04 September 2010

Prose V - The Black Gates [A work in progress]

I had finally arrived. My journey had been long and arduous and oppressive—but I had finally arrived. The Black Gates. They had described them to me in horrifying, detestable detail. For Their cruel pleasure, They took pains to imprint in me an ineffaceable image of grotesquerie that would rout all pride and vanity from my self. But what stood before me now—what bore down on me now like an Olympian slighted—was utterly ineffable.

These gates were unlike anything I had ever seen—surely unlike anything any mortal person had or should ever dare glance upon; all that I had come across until now was bucolic and plain in comparison to this hell-inspiring portal. For I beheld: at either end, beside the main metalwork, their hands acting as the gates’ hinges, were what I then and there unhappily denominated the Repellent Guardians.

The pair were undeniably statues, massive statues, sculpted from some indeterminate material that resembled obsidian. Obsidian because—oh!—how deeply black they were: as black as the infinite void between the stars up above! Even so, what truly frayed the sinews of my very soul were their forms.

On the left—there: a severely lacerated, hunched over, decrepit man (or what barely could be called a man), with wrists and ankles manacled. His tortured countenance exuded the utmost hideousness; I could muster no strength of will to look away from the dread billowing forth from it. Most strangely, in him I saw for a moment something of myself, something that terrified me more than the physical sight of this flogged wretch. What it was precisely I could not discern: the fear was overwhelming.

And on the right—there: the likeness of a woman whose mouth and eyes were savagely stitched forever shut, and whose ears were nothing more than callously cauterised, deformed stubs. She would never again utter another word, never see the world, never hear sounds! She was just as abhorrent as her fellow languishing beside her, perhaps more so; and the difficulty of averting my eyes was just as strong. And again there was some queer thing about her—this eternally silenced, eternally blinded, eternally deafened mass—a sense of familiarity of which any thought of a possible confirmation sickened me to my core.

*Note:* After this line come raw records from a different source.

PR #18864, opened 2021-05-21
Rename internal _identity_config -> identity_config

chlowell:
`identity_config` is part of ManagedIdentityCredential's public API now, so the indirection that prevents an application from passing it through to ManagedIdentityClient is unnecessary and just confusing.

### DIFF
--- a/sdk/identity/azure-identity/azure/identity/_credentials/app_service.py
+++ b/sdk/identity/azure-identity/azure/identity/_credentials/app_service.py
@@ -63,7 +63,7 @@ def _get_client_args(**kwargs):
     return dict(
         kwargs,
         _content_callback=_parse_app_service_expires_on,
-        _identity_config=identity_config,
+        identity_config=identity_config,
         base_headers={"secret": secret},
         request_factory=functools.partial(_get_request, url),
     )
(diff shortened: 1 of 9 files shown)


sdk/identity/azure-identity/azure/identity/_credentials/app_service.py
```diff
@@ -63,7 +63,7 @@ def _get_client_args(**kwargs):
     return dict(
         kwargs,
         _content_callback=_parse_app_service_expires_on,
-        _identity_config=identity_config,
+        identity_config=identity_config,
```
mccoyp, line 66: Is there a reason to pop this from `kwargs` and pass it here, rather than leaving it in like in the [Service Fabric credential](https://github.com/Azure/azure-sdk-for-python/pull/18864/files#diff-3754eb569e7416961c0972e95ceec52d6697189aed8b25df4192a7cc994bd041L52)?

mccoyp (approved):

sdk/identity/azure-identity/azure/identity/_credentials/app_service.py
chlowell: Because this version of App Service is unique in its "clientid" parameter (every other platform uses "client_id"), we use `identity_config` to pass along the caller's `client_id` argument, i.e. we may have `identity_config={"clientid": kwargs["client_id"]}` here. You're right to be suspicious, this is mysterious and deserves some comment at least.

These colossi—erected by the nameless things, the secret things—: I, after a bout of irrepressible aversion and stark reflection, realised what their purpose was, the design behind their nascence. They were stationed there, had been stationed there since the first machinations of maleficence arose, to bar entry to those of “unsuitable” constitution. I say unsuitable because during my wracking communing with Them They hinted ever so slyly to Their reason for choosing me as the audience for Their presentation (as They put it), an event of mythical rarity: They had been searching worlds between worlds and worlds beyond worlds—searching the cosmos and the planes of reality and irreality over—searching for suitable beings who had the potential to overcome Their Crucible.

Thus these Repellent Guardians screen out those who have not the will to transcend the limits of fear, in all its unsightly forms, and dare enter through the Black Gates.

This revelation solidified something within me, buttressed my ever-augmenting cathedral. I had come so far that I was determined not to let these foul demon-wrought opera deter me from the Prize that reposed beyond. Without further hesitation I entered; this first trial, I had overcome.